Filter out every line below that lacks "does", and copy the rest.

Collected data
════

PR #1206, opened 2026-07-30
Make smallgrp an explicit dependency

fingolfin:
SEMIGROUPS_ProcessRandomArgsCons for IsReesMatrixSemigroup picks a random group when the caller does not supply one, using NumberSmallGroups and SmallGroup. Without the SmallGrp package this fails, e.g. in a GAP started with `--bare':

    gap> RandomSemigroup(IsReesMatrixSemigroup);;
    Error, Variable: 'NumberSmallGroups' must have an assigned value

This is the only place in Semigroups using the small groups library.

See https://github.com/gap-system/gap/issues/2434

Co-Authored-By: Claude Opus 5 <noreply@anthropic.com>

---

Of course you could also rework the code to not use SmallGrp, that'd be perfectly cromulent :-)

### DIFF
--- a/PackageInfo.g
+++ b/PackageInfo.g
@@ -424,7 +424,8 @@ Dependencies := rec(
                           ["genss", ">=1.6.5"],
                           ["images", ">=1.3.1"],
                           ["IO", ">=4.5.1"],
-                          ["orb", ">=4.8.2"]],  # TODO bump to v5.1.0
+                          ["orb", ">=4.8.2"],  # TODO bump to v5.1.0
+                          ["smallgrp", ">=1.0"]],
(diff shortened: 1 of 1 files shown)


fingolfin:
BTW the current function would also run into an error if it happened to produce `order` equal to one of 1024, 2016, 2024, 2025, 2040 as for those SmallGrp does not provide the groups. So the function is a chance of about 1 in 400 to run into an error.

Also, if the goal was to select small groups uniformly, that is of course also not the case. But I assume you are aware, just wanted to mention it for completeness sake :-).

james-d-mitchell:
Thanks @fingolfin !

════

Task answer:
SEMIGROUPS_ProcessRandomArgsCons for IsReesMatrixSemigroup picks a random group when the caller does not supply one, using NumberSmallGroups and SmallGroup. Without the SmallGrp package this fails, e.g. in a GAP started with `--bare':
BTW the current function would also run into an error if it happened to produce `order` equal to one of 1024, 2016, 2024, 2025, 2040 as for those SmallGrp does not provide the groups. So the function is a chance of about 1 in 400 to run into an error.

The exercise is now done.